How to start and stop thread?

Sorry for the old question. I have clarified it. How can I start an stop thread with my poor thread class?

EDIT: It is in loop, I want to restart it again at the beginning of the code. How can I do start-stop-restart-stop-restart?

My class:

import threading

class Concur(threading.Thread):
    def __init__(self):
        self.stopped = False
        threading.Thread.__init__(self)

    def run(self):
        i = 0
        while not self.stopped:
            time.sleep(1)
            i = i + 1

In the main code, I want:

inst = Concur()

while conditon:
    inst.start()

    #after some operation
    inst.stop()
    #some other operation

Solution 1:

You can't actually stop and then restart a thread since you can't call its start() method again after its run() method has terminated. However you can make one cease and then later resume execution by using a threading.Condition variable to avoid concurrency problems when checking or changing its running state.

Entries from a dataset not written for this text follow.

PR #1675, opened 2021-04-26
Update grammar for constexpr type constructors

jrprice:
Allow zero-valued constructors and trailing commas.

I assume the trailing comma part was just an omission from #1493, and I couldn't find or think of any reason not to allow zero-value constructors for global constant initializers.

### DIFF
--- a/wgsl/index.bs
+++ b/wgsl/index.bs
@@ -2768,7 +2768,7 @@ global_const_initializer
   : EQUAL const_expr
 
 const_expr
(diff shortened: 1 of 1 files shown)


jdashg:
We actually just added trailing comma support to a number of related places in #1493, though it was pre-existing here.

jdashg:
Ah, I misread this. This does indeed add support for them.

kvark (approved):

dneto0 (approved):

threading.Condition objects have an associated threading.Lock object and methods to wait for it to be released and will notify any waiting threads when that occurs. Here's an example derived from the code in your question which shows this being done. In the example code I've made the Condition variable a part of Thread subclass instances to better encapsulate the implementation and avoid needing to introduce additional global variables:

from __future__ import print_function
import threading
import time

class Concur(threading.Thread):
    def __init__(self):
        super(Concur, self).__init__()
        self.iterations = 0
        self.daemon = True  # Allow main to exit even if still running.
        self.paused = True  # Start out paused.
        self.state = threading.Condition()

    def run(self):
        self.resume()
        while True:
            with self.state:
                if self.paused:
                    self.state.wait()  # Block execution until notified.
            # Do stuff...
            time.sleep(.1)
            self.iterations += 1

    def pause(self):
        with self.state:
            self.paused = True  # Block self.

    def resume(self):
        with self.state:
            self.paused = False
            self.state.notify()  # Unblock self if waiting.


class Stopwatch(object):
    """ Simple class to measure elapsed times. """
    def start(self):
        """ Establish reference point for elapsed time measurements. """
        self.start_time = time.time()
        return self

    @property
    def elapsed_time(self):
        """ Seconds since started. """
        try:
            return time.time() - self.start_time
        except AttributeError:  # Wasn't explicitly started.
            self.start_time = time.time()
            return 0



MAX_RUN_TIME = 5  # Seconds.
concur = Concur()
stopwatch = Stopwatch()

print('Running for {} seconds...'.format(MAX_RUN_TIME))
concur.start()
while stopwatch.elapsed_time < MAX_RUN_TIME:
    concur.resume()
    # Can also do other concurrent operations here...
    concur.pause()
    # Do some other stuff...

# Show Concur thread executed.
print('concur.iterations: {}'.format(concur.iterations))

Solution 2:

This is David Heffernan's idea fleshed-out. The example below runs for 1 second, then stops for 1 second, then runs for 1 second, and so on.

import time
import threading
import datetime as DT
import logging
logger = logging.getLogger(__name__)

def worker(cond):
    i = 0
    while True:
        with cond:
            cond.wait()
            logger.info(i)
            time.sleep(0.01)
            i += 1

logging.basicConfig(level=logging.DEBUG,
                    format='[%(asctime)s %(threadName)s] %(message)s',
                    datefmt='%H:%M:%S')

cond = threading.Condition()
t = threading.Thread(target=worker, args=(cond, ))
t.daemon = True
t.start()

start = DT.datetime.now()
while True:
    now = DT.datetime.now()
    if (now-start).total_seconds() > 60: break
    if now.second % 2:
        with cond:
            cond.notify()

Solution 3:

The implementation of stop() would look like this:

def stop(self):
    self.stopped = True

If you want to restart, then you can just create a new instance and start that.

while conditon:
    inst = Concur()
    inst.start()

    #after some operation
    inst.stop()
    #some other operation

The documentation for Thread makes it clear that the start() method can only be called once for each instance of the class.

If you want to pause and resume a thread, then you'll need to use a condition variable.